Molly decided to let her sit for another couple of minutes while she completed Moll’s interrupted sweeping task.
“The bugs are coming!” Viv cried out.
Molly ran back into the bathroom. It was illuminated only by the glow of a night-light.
“Where?” Molly said.
“What?” Viv said.
“The bugs.”
“What bugs?”
“You screamed ‘The bugs are coming!’”
Viv laughed. “I did?”
Perplexed, Molly handed her three squares of toilet paper.
“Can you stay with me the whole night?” Viv said.
“You don’t sleep as well if I’m in your bed.”
“But I’m so scared tonight.”
“Why?” Viv’s fear refreshed Molly’s anxiety, made it newly raw and pressing.
“I don’t feel safe.”
“Why not?” A child’s sixth sense that something was unsteady in the household—that her mother was not always her mother?

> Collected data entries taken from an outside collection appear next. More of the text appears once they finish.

PR #219, opened 2018-07-22
Make 'sbt test' run the tests.

paulp:
Maybe it's just me, but I hate when 'sbt test' succeeds vacuously despite there being actual tests.

### DIFF
--- a/runtime-jvm/build.sbt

“Please, just stay with me the whole night.”
“Well,” Molly said, trying to ignore the agitation rising in her, “maybe.”
“Yay.” Viv hopped off the toilet and grabbed Molly’s hand.
It had always seemed a bit deceitful to Molly, the way we put our children to bed in soft pajamas, give them milk, read them books, locate their stuffed creatures, tell them that all is well, there’s nothing to be scared of, as though sleep isn’t one-sixteenth of death. When they resist the prospect of sleep, of long dark lonely hours, intuiting that this is indeed a rehearsal for death, we murmur to them, we rub their backs, pretending they will never die. Little do they know that behind our backs we keep our fingers crossed, and that our hearts too thump with anguish when we turn off our bedside lamps.
She rubbed circles around Viv’s back with the palm of her hand.
“Don’t worry.” Sleep is not a sip of death. “Don’t worry.” I am here and I always will be. “Don’t worry.”